# Do you want kid(s)?



## Ignopius (Mar 19, 2013)

I'm just curious to see how many people on the forum want kids vs. not want kids. 

I personally think one day I would like to have a family and kids.


----------



## mezzoforte (May 16, 2010)

Yeah, I think I want them eventually. Maybe in 10 years or so? I'm not in a rush.


----------



## blue2 (May 20, 2013)




----------



## donzen (May 13, 2014)

Yeah I do honestly, I had my reasons and I said those in another topic.
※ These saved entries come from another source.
PR #217, opened 2017-01-12
gatts_demo: re-enter advertising after client disconnects

mikeryan:
In the existing tree, after a connected client disconnects the device
will never re-enter the advertising state. Additional clients will not
be able to discover or connect to the device. This patch forces the
device back into the advertising state upon disconnection.


projectgus:
Thanks Mike. Sorry for the delay, I've put this fix into our internal merge queue.

mikeryan:
Thanks!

But we don't have the right to say anything, in the end it's all about what your girl wants.
I still can't imagine the pain that comes from it, but that only means you have support her all the way through it.


----------



## x Faceless x (Mar 13, 2011)

Yeah, but not until I'm at least 30.


----------



## Nekomata (Feb 3, 2012)

Nope. I'd treat my future hoard of cats as my children instead.


----------



## jeanny (Apr 17, 2014)

No. Having children is selfish and cruel. People who have them are evil sadists.


----------



## JustThisGuy (Mar 24, 2012)

I'd go into overpopulation and polluting the planet with humans and carbon-footprints, and I could go on the flipside and say adoption, but I'll just say not right now. So, no.


----------



## SADtg (May 29, 2014)

Do I WANT kids ? Yes, of course I do.

Will I ever have any ? No, definitely not, having kids is very selfish, especially if you have SA. Having a little baby that will love you unconditionally would be a wondeful thing but you can't simply have one just because you want to.


----------



## Just Lurking (Feb 8, 2007)

Two reasons why not:

1) The risk of passing 'this' onto them - seems downright unethical to even run the risk.
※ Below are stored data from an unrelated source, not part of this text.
PR #249, opened 2017-01-16
Allow writes to encrypted partitions

rojer:
There is a size alignment requirement but it is checked by
spi_flash_write_encrypted. However, this check flat-out bans encrypted
writes.


projectgus:
Cherry-picked as 71ab455c8719a683eed20bddff8712069e3d0f3c. Thanks @rojer!

PR #267, opened 2017-01-19
Re-enable interrupts_caches_and_other_cpu after...

rojer:
...encrypted write.


projectgus:
Thanks for sending this, @rojer. This change should be taken care of in 6bc9cd39e9a16d5e5de7ae8ce93a4d7933ceb444 (which also adds 16-byte-aligned writes.) PTAL.

PR #272, opened 2017-01-20
Enable lwip PPPoS support

amuzyka-grinn:
In PoC phase of my project I need to use ppp connection over GSM module, so
I successfully enabled lwip pppos api and I think it would be nice to add this feature to mainline. 

What comes with this patch:

 * Fix some lwip pppos api bugs
 * Added PPP_SUPPROT parameter to lwip Kconfig
 * Added example pppos_client

Reviews welcome!

Adrian


components/esp32/Kconfig
```diff
@@ -117,6 +117,11 @@ config SYSTEM_EVENT_TASK_STACK_SIZE
     help
         Config system event task stack size in different application.
 
+config TCPIP_TASK_STACK_SIZE
+    int "Tcp IP loop task stack size"
```
projectgus: Suggest calling this "TCP/IP Task Stack Size"

Under "help" suggest this text:

```
Configure TCP/IP task stack size, used by LWIP to process multi-threaded TCP/IP operations. The default is 2048 bytes, setting this stack too small will result in stack overflow crashes.
```

examples/protocols/pppos_client/README.md
```diff
@@ -0,0 +1,9 @@
+# PPPoS client example
```
projectgus: To make it easier for people to find this, suggest writing:
```
# PPP over Serial (PPPoS) client example
```
here.

amuzyka-grinn:
Hi,
I changed code following to your comments.
In general, I'm not going to use other ip interfaces, however, I checked if wifi can somehow disturb PPP connection, and an only thing is default ip route setting. Wifi during initialization is setting itself as the default route, so, you have to take care of initialization sequence depending what default interface you want. 
Btw: I thought about using two interfaces, but (maybe I'm wrong), I don't see in 'lwip' that multi IP source support is enabled (LWIP_HOOK_IP4_ROUTE_SRC), am I right?

loboris:
What is the current status of this pull request ?

amuzyka-grinn:
For me, OK. The code should be able to merge smoothly.

projectgus:
We're still keen to merge this into IDF, but it won't happen until after we take a branch for release v2.0 (any day now.)

Also we have to think through to what extent we (Espressif) support this. Because it's a core ESP-IDF feature, but not one we've tested ourselves or put into our internal QA process. I'm thinking we'll probably incorporate it and mark it as unsupported for now, although we may start supporting it more actively in the future (as it's an awesome feature!)

danicampora:
+1 on enabling this and making it part of the official IDF. At Pycom we are going to be using it very soon for adding cellular connectivity.

Smeedy:
Though I dislike the me-too comments, +1 on supporting PPP as this can boost ESP32 deployments in the field.

projectgus:
Thanks everyone for being patient regarding this change.

I've rebased this branch on master and pushed it into our internal review/merge queue for further discussion.

projectgus:
Thanks again for bearing with us. This PR has been cherry-picked into master as 47c722d.

PR #288, opened 2017-01-23
gatts_demo:  p_service_uuid for play with android

anakinsw:
Modifying parameter so that Android >= 5.0 can connect and see the services
Set p_service_uuid = NULL


seopyoon:
I use Android 5.0 to test with Bluetooth Gatt Server example, and I see the services without setting the parameters to NULL.  I wonder what is causing the issue in your case.

projectgus:
The current gatts_demo also works for me (Android 7.1). Able to connect, read & write the example characteristics.

Do you have any background on why "Android >= 5.0" seemed to have this requirement?

projectgus:
Closing this as it seems like most versions of Android work with the current version.

If you have more information on why/where this change is necessary, please reopen.

PR #2293, opened 2018-08-13
Add example for i2c tca9535 I/O port expander (IDFGH-2881)

Gordon01:


xiongyumail:
Hi @Gordon01,
I think `i2c_tca9535` can be put into components.
Just like this directory tree
<https://esp-idf.readthedocs.io/en/latest/api-guides/build-system.html#example-project>

xiongyumail:
In addition, we welcome you to submit application code in esp-iot-solution.
<https://github.com/espressif/esp-iot-solution>
Thanks!

mythbuster5:
Thanke for the contributino, ESP-BSP already has similar stuff.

2) I don't like most kids, so, to me, there would be too much risk of having a s***ty child. And it's not like you can "send them back" or anything.


----------



## Arkiasis (Jun 29, 2013)

Eventually, maybe 15 years from now.


----------



## cmed (Oct 17, 2009)

I want kids to stay the hell off my lawn.


----------



## TryingMara (Mar 25, 2012)

Yes. Whether it's through me giving birth or adopting, I'd like to have children. Seems very unlikely to happen, though.


----------



## Necroline (Jun 1, 2011)

No, I don't want to bring kids into an already overpopulated world.

There are many kids in foster care who need parents. So if I decided to have kids I would adopt.


----------



## T Studdly (Jul 20, 2013)

No. 

I'll get a dog instead.


----------



## cocooned (Jun 29, 2014)

No I'd make a terrible father


----------



## andy1984 (Aug 18, 2006)

for now, no.

adopting or fostering if i ever get to that stage. i already had a vasectomy.


----------



## Ineko (Jan 5, 2014)

anyone want to practice? lmao!


----------



## orsomething (Feb 14, 2014)

from medhelp:



> "Natural childbirth" 10 months ago -- Should the appearance of my inner vulva, urethra, vaginal opening be so different compared to before the birth? *The urethra is about 1/2 inch higher up. The vaginal opening, which used to be a small (0 - 1cm) opening which I could clench shut at will, now takes up the entire cleft, no matter how many Kegels I do.*
> 
> *Basically, it looks like what used to be my inner vulva were completely ripped away by the baby. The inside of my vagina is now the outside: bulges of flesh covered with mucus membranes. What happened to the skin that used to be there? There is a lot more mess in my panties. Water gets in when I bathe (seems unhygienic). *


sweet! all that, the possibility of having your taint sewn shut, now having to take care of what's practically a financial sinkhole, and the almost certain resentment that you'll develop towards yr partner, 2?????/???

count me in!!

maybe i'll adopt an older child to give them a second shot at a decent life but they'll probably slit my throat in my sleep

so


----------



## Jammer25 (Feb 22, 2014)

I'll admit that this is something I think about all of the time. 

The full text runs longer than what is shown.